‘It’s perfect...’ Alice breathed, finally turning to Mateo and smiling sheepishly. ‘And not at all what I was expecting.’
They were walking back to his car and she glanced over her shoulder, already knowing that this was where she wanted to be. The sun was starting to lower in the sky, and her heart warmed when she looked sideways at Mateo, impressed at how he had managed to get something as big as this just right.
‘I’m a guy who’s full of surprises. I’ve booked a table for an early dinner for us so that we can discuss the place.’
‘You assumed I’d like it?’
‘I’d assumed even if you didn’t that we would have a lot to discuss.’
As he circled the small courtyard in front of the house heading out towards the town centre, Alice murmured, ‘I haven’t said how great it is that you’ve taken all this in your stride.’
Mateo looked at her in silence for a few seconds.
He’d made sure to take a step back as she’d looked around, wanting to gauge her reaction without her being aware of him gauging her reaction. She loved it, as he’d known she would; subtle persuasion had been his game plan. Now, he was in the process of gauging something altogether different—namely whatever had prompted her mood earlier on.
‘You can move in as quickly as next month, but it will entail quitting your job. I can’t see the commute working.’
‘Mateo...’
‘If you want to hang on at the school, then be my guest, but the seller wants to get rid of the house as soon as possible and there are already three offers under review. I’ll outstrip them all, but only on your say so.’
‘Can I think about it?’
Mateo shrugged. ‘I’d say you have little more than twenty-four hours to do that.’
‘I’m just so attached to the school and to all my friends there.’
Mateo gritted his teeth and tried to check resurfacing notions of some fellow teacher laying it on thick about Alice’s situation, mopping up her tears of sadness that she hadn’t found true love with the father of her baby. Jealousy didn’t usually feature in his life but he was having a hard time fighting it. When he thought of her pouring out her disappointment to some other guy, he literally saw red.
‘What was all that about?’ he ground out, before clearing his throat and trying to sound as composed as possible, given the weird feelings tearing through him.
‘What was all what about?’
‘Your mood earlier on.’
‘I...’
‘Don’t be shy—it’s not your style. I’m too accustomed to you saying exactly what you think so, like I said, spit it out.’
‘If you must know, I saw a picture of you—actually, several pictures of you.’
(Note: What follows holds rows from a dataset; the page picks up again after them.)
PR #2266, opened 2021-11-15
Hoist itoa out from src/syscall into src/internal/itoa

dkegel-fastly:
because it would be useful elsewhere in the stdlib tree, too. 
Also switch to the slightly different version from the standard go tree.

Follows in the footsteps of https://github.com/golang/go/commit/061a6903a232cb868780b for tinygo-specific code.

### DIFF
--- a/Makefile
+++ b/Makefile
@@ -216,6 +216,7 @@ TEST_PACKAGES = \
 	hash/crc64 \
 	html \
 	index/suffixarray \
+	internal/itoa \
 	math \
 	math/cmplx \
 	net/mail \
--- a/loader/goroot.go
+++ b/loader/goroot.go
@@ -228,6 +228,7 @@ func pathsToOverride(needsSyscallPackage bool) map[string]bool {
 		"internal/bytealg/":     false,
 		"internal/reflectlite/": false,
 		"internal/task/":        false,
+		"internal/itoa/":        false, // TODO: Remove when we drop support for go 1.16
 		"machine/":              false,
 		"net/":                  true,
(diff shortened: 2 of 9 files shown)


aykevl:
Why does the internal/itoa package need to be replaced? It seems to be working fine for me without replacing it:

```diff
diff --git a/src/syscall/errno.go b/src/syscall/errno.go
index b67a685c..ec6cc1fb 100644
--- a/src/syscall/errno.go
+++ b/src/syscall/errno.go
@@ -1,5 +1,7 @@
 package syscall
 
+import "internal/itoa"
+
 // Most code here has been copied from the Go sources:
 //   https://github.com/golang/go/blob/go1.12/src/syscall/syscall_js.go
 // It has the following copyright note:
@@ -18,7 +20,7 @@ package syscall
 type Errno uintptr
 
 func (e Errno) Error() string {
-       return "errno " + itoa(int(e))
+       return "errno " + itoa.Itoa(int(e))
 }
 
 func (e Errno) Temporary() bool {
```

In fact the test passes:

```
$ tinygo test internal/itoa
ok  	internal/itoa	0.000s
```

dkegel-fastly:
Oh, good point.  I will try using it as-is.  It is only just dawning on me how this stuff fits together.

dkegel-fastly:
It seems internal/itoa is new to go 1.17, and is not present in go 1.16.
So perhaps we do need to duplicate it for now, if we want to use it (and I would like to use it in os).

aykevl:
Thank you!

PR #2271, opened 2021-11-16
builder: support -size= flag on the esp32

aykevl:
This fixes a small mistake when calculating binary size for an Xtensa file. Previously it would exit with the following error:

    $ tinygo build -o test.elf -size=short -target=esp32-mini32 examples/serial
    panic: runtime error: index out of range [65521] with length 18

Now it runs as expected:

    $ tinygo build -o test.elf -size=short -target=esp32-mini32 examples/serial
       2897       0    4136 |    2897    4136

I'm not sure why it works in CI but not locally. It might be a different linker version (we don't use the LLVM linker for Xtensa).


sago35 (approved):
Looks good to me.
Thanks.

deadprogram:
Thanks for the quick fix @aykevl and the quick testing @sago35 now merging.

PR #2993, opened 2022-07-15
runtime: rename printuint to printuintptr

aykevl:
This is arguably the correct name, and is consistent with other print functions.


fgsch (approved):
👍

PR #2996, opened 2022-07-15
darwin: don't clobber X18 and FP registers

aykevl:
These are reserved registers on MacOS so don't need to be clobbered, and result in a compiler waring:

    ld.lld-14: warning: inline asm clobber list contains reserved registers: X18, FP
    Reserved registers on the clobber list may not be preserved across the asm statement, and clobbering them may lead to undefined behaviour.

I didn't test the resulting binaries, but at least they compile without the warning anymore.
(I don't think the clobber would harm because the compiler wouldn't use the given registers anyway, but the warning is annoying).

### DIFF
--- a/compiler/defer.go
+++ b/compiler/defer.go
@@ -161,7 +161,17 @@ str x2, [x1, #8]
 mov x0, #0
 1:
 `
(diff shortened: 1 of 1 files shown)


deadprogram:
Can someone please test this with a macOS system?

dgryski:
@deadprogram This needs testing specifically on an M1 machine.

dkegel-fastly:
I will test it... I have covid, though, so I may be a bit slow.

dkegel-fastly (approved):
WFM

MacOS M1 no longer warns about clobbers during "make tinygo-test".  Test results otherwise unchanged.

deadprogram:
Thanks for the fix @aykevl and thank you @dkegel-fastly for testing it out. Now merging.

Issue #2951, opened 2022-07-01
Call parameter type does not match function signature! when method input parameter is a generic type


yoursunny:
**main.go**

```go
package main

type C[V any] struct{}

func (c *C[V]) F(v N[V]) {}

type N[V any] struct{}

func main() {
	var c C[int]
	var n N[int]
	c.F(n)
}
```

Commands and error message:

```bash
yoursunny@localhost:~/snippet$ tinygo version
tinygo version 0.24.0 linux/amd64 (using go version go1.18.3 and LLVM version 14.0.0)

yoursunny@localhost:~/snippet$ tinygo build -target=wasm main.go
Call parameter type does not match function signature!
  %0 = bitcast i8* %c to %main.C*, !dbg !15
 %main.C.0*  call void @"(*main.C[int]).F[int]"(%main.C* %0, i8* undef), !dbg !17
error: verification error after compiling package command-line-arguments
```

nik0sc:
I faced a similar problem when compiling some code that uses generics. What I found is that this error occurs when there is at least one pointer argument to the method (including the receiver). So in the example code, if the method F has a value receiver `func (c C[V]) F(v N[V]) {}` the code compiles without errors.

aykevl:
See: https://github.com/tinygo-org/tinygo/pull/2998

deadprogram:
Closing since this is part of release 0.29.0 thank you!

PR #2998, opened 2022-07-15
compiler: fix issue with methods on generic structs

aykevl:
This is a fix for https://github.com/tinygo-org/tinygo/issues/2951, which may or may not be an upstream Go bug.


deadprogram:
Note CI failures. :boom:

aykevl:
Oops, it's actually a bug in this PR. I'll try to fix it.

aykevl:
Reported upstream, as I'm not sure how to fix it inside TinyGo: https://github.com/golang/go/issues/53914

dgryski:
Is moving to `typeutil.Map` as suggested in the bug an option for us?

pkedy:
Hi, @aykevl. I have a use case that needs this fix so I tested using `typeutil.Map` locally. I also wanted to run the fix through the full test suite so I opened #3003. All tests are passing. Feel free copy the diffs into this PR.

aykevl:
Fixed in #3003.

PR #3003, opened 2022-07-19
compiler: fix issue with methods on generic structs

pkedy:
Testing the fix for #2951 as discussed in #2998 (using `typeutil.Map`).

### DIFF
--- a/compiler/compiler.go
+++ b/compiler/compiler.go
@@ -18,6 +18,7 @@ import (
 	"github.com/tinygo-org/tinygo/compiler/llvmutil"
 	"github.com/tinygo-org/tinygo/loader"
 	"golang.org/x/tools/go/ssa"
+	"golang.org/x/tools/go/types/typeutil"
 	"tinygo.org/x/go-llvm"
 )
 
@@ -70,7 +71,7 @@ type compilerContext struct {
 	cu               llvm.Metadata
 	difiles          map[string]llvm.Metadata
 	ditypes          map[types.Type]llvm.Metadata
-	llvmTypes        map[types.Type]llvm.Type
+	llvmTypes        typeutil.Map
 	machine          llvm.TargetMachine
 	targetData       llvm.TargetData
 	intType          llvm.Type
@@ -95,7 +96,6 @@ func newCompilerContext(moduleName string, machine llvm.TargetMachine, config *C
 		DumpSSA:     dumpSSA,
 		difiles:     make(map[string]llvm.Metadata),
 		ditypes:     make(map[types.Type]llvm.Metadata),
-		llvmTypes:   make(map[types.Type]llvm.Type),
 		machine:     machine,
 		targetData:  machine.CreateTargetData(),
 		astComments: map[string]*ast.CommentGroup{},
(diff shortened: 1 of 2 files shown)


compiler/compiler.go
```diff
@@ -389,9 +390,17 @@ func (c *compilerContext) makeLLVMType(goType types.Type) llvm.Type {
 			// in LLVM IR, named structs are implemented as named structs in
 			// LLVM. This is because it is otherwise impossible to create
 			// self-referencing types such as linked lists.
+			//
+			// Note: *types.Named isn't unique when working with generics.
+			// See https://github.com/golang/go/issues/53914
+			existing := c.llvmTypes.At(goType)
```
aykevl: This shouldn't be necessary with `typeutil.Map`.

aykevl (commented):
The fix I had in mind was to do this only for `*types.Named`, but doing it like this also works. (And might even be a tiny bit faster, because a `typeutil.Map` lookup is probably fastest than a CGo call).

pkedy:
@aykevl comment addressed. Please take another look.

pkedy:
Hold off on merging this. I'm getting `symbol multiply defined!` linker errors and trying to work through it.

pkedy:
@aykevl I was able to repro the issue and committed a test case to this PR. This is the error.

```
error: Linking globals named '(*github.com/tinygo-org/tinygo/testdata/generics/value.mapper[int, int]).Get[int int]$1': symbol multiply defined!
```

It seems to occur when multiple packages reference a package with generics in it AND the package with generics uses callback functions. There needs to be something to prevent duplicate global symbols between packages. Unfortunately, I don't have any idea where to look for the fix. Any ideas?

aykevl:
I think these generic functions should have linkage `linkonce_odr` (there is a method `SetLinkage` that you can use). That means they are treated the same as C++ template instantiations, and duplicates are eliminated.

I don't have the mental bandwidth right now to look into it. Ping me again in a week if this doesn't work or you can't figure it out.

pkedy:
@aykevl That seems to have worked! In the latest commit, I'm not sure that I'm detecting generic functions the best way (checking for the existence of `/\[[^\]]+\]/` in the name), but even my more complex scenario works. Perhaps you when you have time, you can check if there is a more sane approach. :smile:

Update: All the tests pass except for on Windows... story of my life.

aykevl:
Happy it works now!
Yes, there is a better way. See here (bottom of the Function documentation): https://pkg.go.dev/golang.org/x/tools/go/ssa#Function

> A function is generic iff it has a non-empty TypeParams list and an empty TypeArgs list. TypeParams lists the type parameters of the function's Signature or the receiver's type parameters for a method.

pkedy:
@aykevl Per the [Function documentation](https://pkg.go.dev/golang.org/x/tools/go/ssa#Function), I put this code in `createFunctionStart` to see which methods would list just based on non-empty TypeParams.

```golang
if b.fn.Signature.TypeParams().Len() > 0 {
	fmt.Println("Generic:", b.llvmFn.Name())
}
```

Unfortunately, nothing printed. Also, I'm not seeing an obvious method on Function/Signature for TypeArgs. Strangely, there are these two fields that have `_` prefixes so they are not accessible outside the `ssa` package.

```golang
	_TypeParams []*typeparams.TypeParam // the type paramaters of this function. len(TypeParams) == len(_TypeArgs) => runtime function
	_TypeArgs   []types.Type            // type arguments for for an instantiation. len(_TypeArgs) != 0 => instantiation
```

Admittedly, I have not had time to dig deeper.

To understand the Windows test failure, I need to fire up my gaming machine.

aykevl:
What about _only_ merging the first two commits (squashed together)? It has a seemingly obvious fix that is certainly an improvement, while the `symbol multiply defined!` appears to be a different issue that we only see now because of the previous fix. And the `symbol multiply defined!` issue needs a bit more investigation to fix (I'm sure there is a cleaner way to fix it somehow - there must be a way to detect generic instantiations somehow without looking at the symbol name).

pkedy:
> What about only merging the first two commits (squashed together)?
> the `symbol multiply defined!` appears to be a different issue ...  and needs a bit more investigation

💯 agree! I've reverted the last commit and squashed the rest.

pkedy:
Once this is merged, I'll create a separate issue and a draft PR that updates the generics test with the scenario that causes `symbol multiply defined!` and we can go from there.

aykevl (approved):

PR #3006, opened 2022-07-20
xiao-ble: add support for flash-1200-bps-reset

sago35:
I had been flashing from openocd and was unaware of this.
I think it would be better to be able to write from usb like the regular nrf52840 board or xiao-samd21.

And, although not directly related to this change, the initial value of serial was changed to usb.
This is another change to match other boards.
However, it is important to note that **compatibility can be broken**.

@deadprogram @ysoldak 
What do you think?

### DIFF
--- a/targets/xiao-ble.json
+++ b/targets/xiao-ble.json
@@ -1,8 +1,9 @@
 {
 	"inherits": ["nrf52840"],
-	"build-tags": ["xiao_ble", "softdevice", "s140v7"],
-	"serial": "uart",
+	"build-tags": ["xiao_ble", "nrf52840_reset_uf2", "softdevice", "s140v7"],
+	"serial": "usb",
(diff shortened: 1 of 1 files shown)


deadprogram:
I think it is a good idea to make to the same as the other nrf52840 based boards, even if it breaks compatibility. The current implementation is much less convenient than the new one in this PR, so it seems quite worth it to me.

ysoldak:
I have vague memories magic number for xiao ble is different and current implementation of nrf52840_reset_uf2 would not work. But I may be wrong, if it works, sure, change it.

ysoldak:
I’m AFK until August. Then, I can try and verify. Unless @sago35 tried already, of course.

sago35:
I have checked with both xiao-ble and xiao-ble-sense.
It is working fine.

deadprogram:
Thank you @sago35 for the fix and @ysoldak for the feedback. Now merging.

PR #3009, opened 2022-07-21
samd51: improve TRNG

sago35:
Two improvements were implemented.

I stopped using the rngInitDone variable.
This determination can be made by whether MCLK is running or not.

I made sure to wait for DATARDY.
Before the change, the first 4 bytes of the following code would be 0x00000000.
Also, consecutive calls to machine.GetRNG() with --opt=s may take the same value.
I believe crypto/rand needs to be modified because it needs to take a different value each time.

```
package main

import (
	"crypto/rand"
	"encoding/hex"
	"time"
)

func main() {
	time.Sleep(3 * time.Second)
	var result [32]byte
	for {
		rand.Read(result[:])
		encodedString := hex.EncodeToString(result[:])
		println(encodedString[:])
		time.Sleep(time.Second)
	}
}
```

### DIFF
--- a/src/machine/machine_atsamd51.go
+++ b/src/machine/machine_atsamd51.go
@@ -2067,18 +2067,16 @@ func (dac DAC) syncDAC() {
 	}
 }
 
-var rngInitDone = false
-
 // GetRNG returns 32 bits of cryptographically secure random data
 func GetRNG() (uint32, error) {
-	if !rngInitDone {
+	if !sam.MCLK.APBCMASK.HasBits(sam.MCLK_APBCMASK_TRNG_) {
 		// Turn on clock for TRNG
 		sam.MCLK.APBCMASK.SetBits(sam.MCLK_APBCMASK_TRNG_)
 
 		// enable
 		sam.TRNG.CTRLA.Set(sam.TRNG_CTRLA_ENABLE)
-
-		rngInitDone = true
+	}
+	for !sam.TRNG.INTFLAG.HasBits(sam.TRNG_INTFLAG_DATARDY) {
 	}
 	ret := sam.TRNG.DATA.Get()
 	return ret, nil


sago35:
I have modified the commit message.
Now ready for review.

sago35:
### INTFLAG

Bit 0 – DATARDY Data Ready
This flag is set when a new random value is generated, and an interrupt will be generated if INTENCLR/SET.DATARDY=1.
This flag is cleared by writing a '1' to the flag or by reading the DATA register.
Writing a '0' to this bit has no effect.

### MCLK
Bit 10 – TRNG TRNG APBC Mask Clock Enable

0 The APBC clock for the TRNG is stopped.
1 The APBC clock for the TRNG is enabled.

deadprogram:
> I believe crypto/rand needs to be modified because it needs to take a different value each time.

Can you please explain this comment?

sago35:
Without the change, the same value could be read even if rand.Read() was executed multiple times.
crypto/rand.Read should read a different value each time it is called.

deadprogram:
In other words, something like this?

```go
func (r *reader) Read(b []byte) (n int, err error) {
	if len(b) == 0 {
		return
	}

	var randomByte uint32
	for i := range b {
		randomByte, err = machine.GetRNG()
		if err != nil {
			return n, err
		}
		b[i] = byte(randomByte)
	}

	return len(b), nil
}
```

sago35:
> In other words, something like this?

No.
DataSheet says that 32-bit random can be got.

> Passed NIST Special Publication 800-22 Tests Suite 
> Passed Diehard Random Tests Suite 
> May be used as Entropy Source for seeding an NIST approved DRNG (Deterministic RNG) as required by FIPS PUB 140-2 and 140-3 
> Provides a 32-bit random number every 84 clock cycles

So, we can keep the original logic.

https://github.com/tinygo-org/tinygo/blob/3edbf7442b03a1154a62573137c0108c339feba8/src/crypto/rand/rand_baremetal.go#L17-L36

----

I sorry for not being able to explain well in English.
Running this source with Wio Terminal produced the following results.


```
package main

import (
	"fmt"
	"machine"
	"time"
)

func main() {
	time.Sleep(3 * time.Second)
	var result [4]uint32

	for {
		result[0], _ = machine.GetRNG()
		result[1], _ = machine.GetRNG()
		result[2], _ = machine.GetRNG()
		result[3], _ = machine.GetRNG()

		for _, x := range result {
			fmt.Printf("%08X\r\n", x)
		}
		time.Sleep(10 * time.Second)
	}
}
```


```
// dev branch (latest)
00000000        <--- Output before random value generation.
8C7C2280
8C7C2280        <--- The same value is output as before because it is output before the random value is generated.
8F9E4995
```

```
// samd51-trng branch
1B919561
F50BEE9C
5F479D66
D57CD0DA
```

deadprogram:
Sorry I think it was my misunderstanding as much as anything. Got it, that is some great work on this @sago35 thank you! Now merging.

aykevl (commented):
Good catch! This was a very serious bug.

‘No idea what you’re talking about.’
‘I happened to be looking through the paper in the staff room and there you were, at some do or other last week, with a blonde.’
‘Ah. I see.’ He did see, quite a bit. In a heartbeat he thought...to heck with the long game. He should never have denied the man he was, the guy who’d literally fought to get where he was, the guy who’d always known that all was fair in love and war. ‘I think I remember the occasion—a bash for a charity dealing with mental health issues in youngsters.’
‘And was the woman with you?’
‘That’s not really your concern, now, is it, Alice?’
Had there been a blonde woman there? More than likely. Expensive charity fund raisers with high-profile guests usually attracted a very pretty crowd, and a lot of them tended to gravitate towards him.
‘No, I know that. I was just a little curious, that’s all.’
‘But curiosity about who I may or may not be going out with doesn’t enter the equation, not now.’ He slowed down and pulled into one of the spaces close to the restaurant and waited for her to digest what he had just said for a few minutes, then he opened the door for her, and they walked to the place he had booked for them.
‘If you had chosen to accept my marriage proposal,’ he told her as soon as they were seated and water had been poured, ‘then you would naturally have had a right to that kind of curiosity, but you chose another road, and that road has a different set of rules.’